▼

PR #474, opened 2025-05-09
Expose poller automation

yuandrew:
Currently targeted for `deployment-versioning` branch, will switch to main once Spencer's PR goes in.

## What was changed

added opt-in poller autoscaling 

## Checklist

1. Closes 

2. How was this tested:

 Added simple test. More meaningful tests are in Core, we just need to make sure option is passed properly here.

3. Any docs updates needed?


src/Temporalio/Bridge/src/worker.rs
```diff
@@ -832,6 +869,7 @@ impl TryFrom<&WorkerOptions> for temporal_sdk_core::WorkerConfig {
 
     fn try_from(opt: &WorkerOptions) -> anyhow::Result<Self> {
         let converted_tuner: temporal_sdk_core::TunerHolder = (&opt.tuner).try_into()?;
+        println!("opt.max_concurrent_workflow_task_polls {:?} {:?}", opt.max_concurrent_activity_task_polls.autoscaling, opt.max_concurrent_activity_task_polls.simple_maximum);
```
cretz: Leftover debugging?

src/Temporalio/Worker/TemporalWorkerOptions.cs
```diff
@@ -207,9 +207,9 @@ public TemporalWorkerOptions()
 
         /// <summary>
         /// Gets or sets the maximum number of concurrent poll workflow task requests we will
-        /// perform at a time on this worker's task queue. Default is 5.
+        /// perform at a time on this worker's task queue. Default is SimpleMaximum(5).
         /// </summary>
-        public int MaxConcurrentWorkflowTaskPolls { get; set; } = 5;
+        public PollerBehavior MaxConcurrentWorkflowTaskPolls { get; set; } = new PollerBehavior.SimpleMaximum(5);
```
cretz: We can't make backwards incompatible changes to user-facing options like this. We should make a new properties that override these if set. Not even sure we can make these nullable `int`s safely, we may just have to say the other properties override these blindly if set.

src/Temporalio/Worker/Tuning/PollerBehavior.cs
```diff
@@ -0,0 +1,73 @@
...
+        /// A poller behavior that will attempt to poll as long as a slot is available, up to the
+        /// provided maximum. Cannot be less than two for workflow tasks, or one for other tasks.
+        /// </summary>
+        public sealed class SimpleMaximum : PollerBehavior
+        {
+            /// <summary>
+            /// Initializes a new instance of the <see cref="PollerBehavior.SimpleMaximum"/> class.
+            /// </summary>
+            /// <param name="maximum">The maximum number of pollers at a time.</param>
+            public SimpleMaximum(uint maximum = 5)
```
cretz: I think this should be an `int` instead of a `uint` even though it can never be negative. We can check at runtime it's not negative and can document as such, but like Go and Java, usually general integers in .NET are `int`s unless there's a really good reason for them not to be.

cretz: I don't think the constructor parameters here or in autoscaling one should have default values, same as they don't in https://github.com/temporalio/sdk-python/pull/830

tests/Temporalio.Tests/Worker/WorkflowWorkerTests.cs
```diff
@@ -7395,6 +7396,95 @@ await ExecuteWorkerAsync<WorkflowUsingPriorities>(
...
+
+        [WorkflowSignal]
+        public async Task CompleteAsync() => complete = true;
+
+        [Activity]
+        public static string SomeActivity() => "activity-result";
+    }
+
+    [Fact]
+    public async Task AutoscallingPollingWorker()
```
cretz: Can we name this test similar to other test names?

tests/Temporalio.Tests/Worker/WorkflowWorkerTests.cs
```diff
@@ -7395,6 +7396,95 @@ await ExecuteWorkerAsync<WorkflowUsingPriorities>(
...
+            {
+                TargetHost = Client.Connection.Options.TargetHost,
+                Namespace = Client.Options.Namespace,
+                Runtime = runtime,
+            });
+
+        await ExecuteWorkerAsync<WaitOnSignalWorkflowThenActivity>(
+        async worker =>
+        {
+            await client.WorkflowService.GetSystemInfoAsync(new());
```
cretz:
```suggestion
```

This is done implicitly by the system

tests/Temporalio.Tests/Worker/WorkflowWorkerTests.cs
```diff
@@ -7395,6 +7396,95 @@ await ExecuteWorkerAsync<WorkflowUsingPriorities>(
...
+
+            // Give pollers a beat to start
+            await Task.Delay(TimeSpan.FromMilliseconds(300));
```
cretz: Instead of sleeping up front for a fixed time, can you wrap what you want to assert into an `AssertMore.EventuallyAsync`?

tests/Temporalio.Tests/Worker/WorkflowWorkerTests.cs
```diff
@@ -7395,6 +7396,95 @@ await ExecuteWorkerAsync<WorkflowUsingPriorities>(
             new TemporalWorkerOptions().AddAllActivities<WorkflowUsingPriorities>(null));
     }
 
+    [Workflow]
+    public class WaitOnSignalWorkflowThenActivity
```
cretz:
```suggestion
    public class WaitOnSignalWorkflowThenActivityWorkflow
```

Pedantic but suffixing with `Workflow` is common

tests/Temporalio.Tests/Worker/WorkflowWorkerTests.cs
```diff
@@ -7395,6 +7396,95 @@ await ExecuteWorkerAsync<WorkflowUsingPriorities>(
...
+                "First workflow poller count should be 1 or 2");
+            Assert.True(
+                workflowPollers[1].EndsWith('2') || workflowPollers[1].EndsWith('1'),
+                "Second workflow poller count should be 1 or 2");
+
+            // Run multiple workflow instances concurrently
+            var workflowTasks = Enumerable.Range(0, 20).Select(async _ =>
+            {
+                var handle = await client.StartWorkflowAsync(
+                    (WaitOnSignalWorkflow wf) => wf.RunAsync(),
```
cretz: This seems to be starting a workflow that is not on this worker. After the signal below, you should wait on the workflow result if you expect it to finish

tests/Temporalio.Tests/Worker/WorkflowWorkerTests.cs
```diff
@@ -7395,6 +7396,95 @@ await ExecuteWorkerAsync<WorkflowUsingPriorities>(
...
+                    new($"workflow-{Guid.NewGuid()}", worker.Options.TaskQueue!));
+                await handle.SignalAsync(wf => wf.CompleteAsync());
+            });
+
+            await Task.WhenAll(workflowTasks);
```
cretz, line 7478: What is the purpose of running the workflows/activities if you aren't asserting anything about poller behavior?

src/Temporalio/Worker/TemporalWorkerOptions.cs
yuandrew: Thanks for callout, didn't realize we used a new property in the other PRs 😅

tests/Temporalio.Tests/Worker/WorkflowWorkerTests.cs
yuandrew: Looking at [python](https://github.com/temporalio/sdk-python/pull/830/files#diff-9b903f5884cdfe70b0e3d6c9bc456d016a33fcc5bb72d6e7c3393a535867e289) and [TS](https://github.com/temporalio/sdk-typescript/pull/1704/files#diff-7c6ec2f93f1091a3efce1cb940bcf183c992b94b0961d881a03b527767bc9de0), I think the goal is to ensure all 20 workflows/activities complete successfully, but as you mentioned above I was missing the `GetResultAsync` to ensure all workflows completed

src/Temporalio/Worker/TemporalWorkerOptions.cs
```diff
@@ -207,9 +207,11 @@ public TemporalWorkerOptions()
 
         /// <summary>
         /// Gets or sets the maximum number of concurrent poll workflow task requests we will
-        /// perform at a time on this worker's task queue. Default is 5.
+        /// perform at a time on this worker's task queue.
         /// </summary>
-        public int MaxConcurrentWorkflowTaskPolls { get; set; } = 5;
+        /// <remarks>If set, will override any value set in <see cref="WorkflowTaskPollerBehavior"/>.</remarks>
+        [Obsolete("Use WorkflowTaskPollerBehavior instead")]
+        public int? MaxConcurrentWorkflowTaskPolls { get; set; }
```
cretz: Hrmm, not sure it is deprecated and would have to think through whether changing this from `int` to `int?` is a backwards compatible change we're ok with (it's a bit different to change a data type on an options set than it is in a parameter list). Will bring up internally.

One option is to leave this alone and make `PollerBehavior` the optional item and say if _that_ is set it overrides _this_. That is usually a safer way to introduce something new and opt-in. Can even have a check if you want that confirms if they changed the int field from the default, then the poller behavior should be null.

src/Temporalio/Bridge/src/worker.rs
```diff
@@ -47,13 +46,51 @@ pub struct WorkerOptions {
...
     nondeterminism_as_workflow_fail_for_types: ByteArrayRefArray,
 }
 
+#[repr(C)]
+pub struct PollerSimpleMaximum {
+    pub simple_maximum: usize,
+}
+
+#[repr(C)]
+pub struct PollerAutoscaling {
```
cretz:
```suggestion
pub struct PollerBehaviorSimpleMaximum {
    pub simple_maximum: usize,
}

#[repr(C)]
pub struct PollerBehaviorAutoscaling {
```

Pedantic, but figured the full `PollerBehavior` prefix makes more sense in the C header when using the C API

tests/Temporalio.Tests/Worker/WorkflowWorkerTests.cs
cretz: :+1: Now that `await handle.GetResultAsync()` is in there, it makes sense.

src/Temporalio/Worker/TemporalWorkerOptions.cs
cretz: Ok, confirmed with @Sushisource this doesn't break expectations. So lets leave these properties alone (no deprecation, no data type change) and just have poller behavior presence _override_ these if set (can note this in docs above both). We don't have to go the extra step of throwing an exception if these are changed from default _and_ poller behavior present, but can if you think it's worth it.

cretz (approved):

▲

ACTION ITEM: Locate the lines above that contain "CompleteAsync" and copy them.

EXERCISE ANSWER:
+        public async Task CompleteAsync() => complete = true;
+                await handle.SignalAsync(wf => wf.CompleteAsync());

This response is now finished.